The Reverend Fathers Albert and Auguste Valencin are highly esteemed for their philosophical and theological authority, and for their deep knowledge of the spiritual life. Their intervention was required in other, similar enquiries. We know that they acted with great circumspection, and that is why we selected them for this work.

We are grateful for their devoted and conscientious collaboration. Their testimony in favour of the sister and of a supernatural explanation of the facts as a whole is all the more remarkable as they delayed their judgement for a long time, being at first hostile and sceptical, and then hesitant. Little by little, they became convinced, after raising all kinds of objections and imposing hard tests on the nun.

CONCLUSIONS

Following the dictates of my soul and my conscience, and with the keenest sense of my responsibility to the Church, I declare that supernatural and divine intervention seems to me the only logical and satisfactory explanation of the facts.

Isolated from all the surrounding features of the case,this essential fact seems to me to be noble, lofty and supernaturally rich: that a humble nun has called souls to true devotion to the Father, such as Jesus taught and the Church has enshrined in its liturgy.

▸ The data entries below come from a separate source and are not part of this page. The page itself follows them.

Issue #1567, opened 2020-08-24
Card Pages for new cards don't load


dekkerglen:
When new cards are spoiled, the respective card pages should be accessible with empty data. Currently, they don't load

danielprue:
I'm going to work on this

PR #1580, opened 2020-09-02
Fixed issue that causes newly revealed cards to not load card page

danielprue:
Bug fix for issue #1567 

Previous behavior: Cards that had scryfall data but no cardHistory data would not generate a card page, but instead redirect to 404. This is primarily an issue with newly revealed cards.

New behavior: Cards that have scryfall data but no cardHistory are now given a default empty data object, which gives enough information to generate and view the scryfall data on the page before cardHistory is added.

I am pretty new to this type of work flow, and I've never worked on a project this large, so I'm pretty open to feedback. Particularly, the big data object in the middle of the route feels a bit out of place to me. Is there a better location/format for this object, or is this fine organization?

### DIFF
--- a/routes/tools_routes.js
+++ b/routes/tools_routes.js
@@ -298,15 +298,69 @@ router.get('/card/:id', async (req, res) => {
     }
 
     // otherwise just go to this ID.
-    const data = await CardHistory.findOne({ oracleId: card.oracle_id });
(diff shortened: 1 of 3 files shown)


danielprue:
I manually tested this against a few of the newly revealed Zendikar Rising cards, but I'm re-reading the PR requirements and realizing I haven't written/updated any tests for it. Will work on that later today.

Issue #1578, opened 2020-09-01
Card Pages doesn't filter out current version correctly


dekkerglen:
Both Jace TMS pages:
https://cubecobra.com/tool/card/ec386bc3-137b-49b5-8380-8daff470f0bc
https://cubecobra.com/tool/card/a5d1f66f-75b5-4a9b-8b98-f237f065de9c

In the 2nd one, in the 'versions' section, it's missing the 2xm version, and it also shows the  current version in the list

danielprue:
The card versions displayed in the 'versions' section here are pulled from the cardhistories table in the database, which is populated by mapping the card's oracle id against the oracleToId.json fixture. I cannot replicate the bug with the missing versions locally, which makes me think that there is a problem with how the production db is populated. 

I wrote a fix to the other half of the issue, which filter's out the version currently being viewed, and displays a message if there are no other versions of the card, so I will make a PR for that code, but I think the missing version will take some deeper investigation into the production environment.

PR #1583, opened 2020-09-09
Fixed issue that showed current card version in the other versions list on Card Page

danielprue:
Partial bug fix for issue #1578 

Previous behavior: The versions section of a card page would display the current version of the card.

New behavior: The versions section now only shows other versions of the card. If there are no other versions of the card, a message now appears, indicating that there are no other versions to view

I was unable to replicate the issue where versions were missing in my development environment. I left a note in the issue about my investigation on the issue.


dekkerglen:
There are some CI failures

danielprue:
CI now passing all checks

Issue #1598, opened 2020-09-12
Peasant Cube Analytics appear broken


dekkerglen:
Via discord:
> I'm happy to see the peasant category in the card analytics page, but every card I look at shows up in 0% of peasant cubes (even cards I've confirmed exist in listed peasant cubes, like lightning bolt).
(in the play rate tab)

danielprue:
I found the bug fix for this, and will add a pull request soon, but I also noticed that the category detector doesn't automatically assign the peasant category as it does with pauper. Would like to also fix that in the same PR.

PR #1609, opened 2020-09-15
Fixed issue which caused peasant cube count to not display in card play rate analytics

danielprue:
Bug fix for #1598 

Previous behavior: Under the Play Rate tab of a card page, the peasant cube count always displays 0, even for cards that are in peasant cubes.

New behavior: Peasant category added in the cardhistories model. On the next card history update, the database will now populate with information about how many peasant cubes that card is in.

I also added behavior that will autodetect peasant cubes as cubes that are not pauper legal, but only contain common or uncommon cards and adds peasant to the type line. This is similar to logic that already exists for pauper cubes.

### DIFF
--- a/models/cardHistory.js
+++ b/models/cardHistory.js
@@ -20,6 +20,7 @@ const Datapoint = {
   size540: [Number],
   size720: [Number],
   pauper: [Number],
+  peasant: [Number],
   legacy: [Number],
   modern: [Number],
   standard: [Number],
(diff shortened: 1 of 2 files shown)


dekkerglen:
BTW are you on discord? That's where most of the dev discussion occurs
https://discord.gg/36nfm8c

danielprue:
Yep, I am on the discord already! This is the largest project I've worked on before, so I mostly lurk and and try to pick up some of the easier looking bug fixes, but I'll try to comment more in there as I get more comfortable with the project.

dekkerglen:
Do you have the contributor role? That unlocks the dev channels

danielprue:
Yep! My discord nickname should be set to the same as my github

PR #1611, opened 2020-09-15
Add Metadata to content

dekkerglen:
also fixes an issue where blogposts can't be added to changelogs


serverjs/render.js
```diff
@@ -82,6 +82,16 @@ const render = (req, res, page, reactProps = {}, options = {}) => {
 
   reactProps.loginCallback = req.baseUrl + req.path;
 
+  if (!options.metadata) {
+    options.metadata = [];
+  }
+  if (options.metadata.filter((data) => data.property === 'og:image').length === 0) {
```
lunakv, line 88: `!options.metadata.some(...)` might be a more semantically correct check?

serverjs/render.js
```diff
@@ -82,6 +82,16 @@ const render = (req, res, page, reactProps = {}, options = {}) => {
...
+    options.metadata.push({
+      property: 'og:image',
+      content: '/content/sticker.png',
+    });
+  }
+
   return res.render('main', {
```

There is nothing alarming in this, only something that is very simple and in accordance with solid doctrine.

The miraculous facts which accompany this message could be separated from the main event and its value would still be preserved in its entirety. For doctrinal reasons, the Church will declare whether the idea of a special feast can be considered separately from this particular case involving the sister.

I believe that the fundamental proof of the authenticity of the nun's mission is shown by the way in which she puts into practice in her life the beautiful doctrine which she was apparently destined to remind us of.

I deem it proper to let her continue her work. I believe that the hand of God is in all this. After ten years of research, reflection and prayer, I bless the Father for having deigned to choose my diocese as the place for such touching manifestations of His love.